▶ EXERCISE REQUIREMENTS
Only lines containing the word "package" are needed; pull them out of the material.

▶ DATA SHOWN
◇ ◇ ◇ ◇

PR #253, opened 2026-05-09
ci: cache pinned Bun toolchain and add retried install fallback

avallete:
## Why

CI has been flaking on transient 502s from the GitHub release CDN when `oven-sh/setup-bun@v2` downloads Bun:

```
Downloading a new version of Bun: https://github.com/oven-sh/bun/releases/download/bun-v1.3.13/bun-linux-x64.zip
Unexpected HTTP response: 502
Waiting 13 seconds before trying again
Unexpected HTTP response: 502
Waiting 20 seconds before trying again
Error: Error: Unexpected HTTP response: 502
```

`setup-bun` only retries the download twice. Every job in `tests.yml` and `release.yml` runs `./.github/actions/setup`, and the integration matrix alone is 24 shards, so a brief CDN hiccup takes the whole pipeline down. The setup also re-downloaded Bun on every job because:

- `bun-version: latest` has no stable cache key.
- Hosted runners' tool cache (`/opt/hostedtoolcache/bun/...`) is wiped per-runner.
- `setup-bun`'s `no-cache: false` only caches `~/.bun/install/cache` (the dependency install cache), not the Bun binary.

## What

Single file edit: [.github/actions/setup/action.yml](.github/actions/setup/action.yml).

1. **Pin Bun** to `1.3.13` (what `latest` resolves to today) via a `BUN_VERSION` env var written to `$GITHUB_ENV` in the first step. Bumping is a one-line change and automatically invalidates the cache.
2. **Cache `/opt/hostedtoolcache/bun`** with `actions/cache@v4`, keyed on `os/arch/BUN_VERSION`. On cache hit, `setup-bun` finds the binary already on disk and skips the GitHub release CDN download entirely.
3. **Retried fallback** — keep `oven-sh/setup-bun@v2` as the primary install (with `continue-on-error: true`) and add a `nick-fields/retry@v3` step that runs `curl -fsSL https://bun.sh/install | bash -s "bun-v${BUN_VERSION}"` with up to 5 attempts and a 30s backoff. The official installer hits `bun.sh`, a different host than the GitHub release CDN, so it's unlikely to be impacted by the same incident.
4. A final `bun --version` step makes any failure fast and obvious if neither path produced a working `bun` on PATH.
5. Adds the previously missing `description:` field to the action metadata to clear an `actionlint` warning.

## Flow

```mermaid
flowchart TD
    Start[Setup composite] --> Restore["actions/cache@v4 restore<br/>/opt/hostedtoolcache/bun"]
    Restore --> Primary["oven-sh/setup-bun v2<br/>continue-on-error: true"]
    Primary -->|cache hit, no download| Verify
    Primary -->|cache miss, success| Verify
    Primary -->|cache miss, 502 failure| Fallback["Fallback install<br/>nick-fields/retry v3<br/>curl bun.sh/install"]
    Fallback --> Verify[bun --version sanity check]
    Verify --> Node[actions/setup-node v6]
    Node --> Install[bun install]
```

## Validation

- `actionlint` clean against all workflows and the composite action (also fixes a pre-existing missing-`description` warning).
- The first run on this branch will be a cold cache (exercises `setup-bun` and writes the cache). Subsequent runs on the branch should show `Restore Bun toolchain cache` reporting a cache hit and `Install Bun` skipping the download in its log.

## Out of scope

- Adding similar retry/cache to `actions/setup-node@v6`. Not reported as flaky and it has its own caching/retry behavior.
- Caching `~/.bun/install/cache` (Bun's package install cache). `setup-bun` already handles that with its default `no-cache: false`.
- Bumping Bun beyond what `latest` currently resolves to. Pinning to `1.3.13` preserves current behavior; future bumps are a separate, intentional change.
- Changeset entry — this only touches CI infrastructure under `.github/`, not package behavior.


avallete:
@copilot resolve the merge conflicts in this pull request pin all actions with commit hash for security compliance.

jgoux (approved):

◇ ◇ ◇ ◇

▶ RESPONSE
- Caching `~/.bun/install/cache` (Bun's package install cache). `setup-bun` already handles that with its default `no-cache: false`.
- Changeset entry — this only touches CI infrastructure under `.github/`, not package behavior.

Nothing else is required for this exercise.